Stanhope’s expression confirmed that such a serendipitous notion had entered his mind. “But he insisted that it be arranged for the next day or Friday at the latest. I demanded the letter. He said he would tell me where it was when he was free and clear. I did not trust him. I could not release him and have him retain that damning letter. Bostwick and I had searched his chamber three times while he was asleep: he was a heavy sleeper. But the next day he would laugh at our futile efforts. I came to believe it was in the hands of a Hunters’ agent in the city. I also knew he was too wily to let me shoot him in the back. He was more likely to shoot me with the pistols he demanded.”

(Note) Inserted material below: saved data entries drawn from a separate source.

PR #1662, opened 2022-08-18
Add span size as a new metrics to metrics generator

### LINKED ISSUE #1615: Include size of the spans in span metrics

In the scenario that Tempo is used by multiple teams and that the costs of each team should be charged back, it is essential to know how much volume each team is generating.
Using the span metrics generated by the metrics-generator, it's possible to know the amount of spans per service, cluster, etc. But not the actual size of those spans.

The span metrics processor should (optionally) also omit a metric `traces_spanmetrics_bytes_total` with the size of each received span. This metric has the same label as the existing span metrics.
This metric will behave very similar to `traces_spanmetrics_calls_total`, but instead of counting the spans it just adds up the sizes.

You can currently estimate the volume of each team using the average span size. This is probably close enough, but doesn't take into account that some teams might have heavier spans than others.

**Additional context**

ie-pham:
**What this PR does**: This PR adds span size as a new metrics to metrics generator. 

Fixes #1615

**Checklist**
- [x] Tests updated
- [ ] Documentation added

### DIFF
--- a/CHANGELOG.md
+++ b/CHANGELOG.md
@@ -1,5 +1,7 @@
 ## main / unreleased
 
+* [ENHANCEMENT] metrics-generator: expose span size as a metric [#1662](https://github.com/grafana/tempo/pull/1662) (@ie-pham)
+
 ## v1.5.0 / 2022-08-17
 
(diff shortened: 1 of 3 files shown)


zalegrala (commented):
Nice this looks good to me.  Re running the failing test.

zalegrala (approved):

“So he had to die, even if it meant tarnishing the honours expected Saturday.”
“Yes. I felt then that I would be doing my fellow citizens a favour. I would say he committed suicide. It was all I could think of. I was distracted and desperate.”
“How did you get the poison in the snuff box?”
“As I said, he was a heavy sleeper. Bostwick, who often slept in the anteroom, was gone. I got strychnine from the gardener’s supply in the summer kitchen and put it in an empty packet that had contained my sleeping draft. He usually didn’t take snuff until an hour or so after his breakfast. He snorted it like a horse, not a gentleman. I figured he would be dead by ten o’clock, before Alderman Tierney arrived. But he wasn’t.”
“So putting the blame on Billy McNair was just a chance opportunity?”
“I didn’t think he would be convicted, he was a popular-”
“But you did slip the packet into his coat?”
“I–I had it in my tunic, I really just forgot about it, and-”
“Mr. Dougherty,” the chief justice broke in finally, “I don’t really think we need to go on. This is not Mr. Stanhope’s trial.” He looked pointedly at Kingsley Thornton.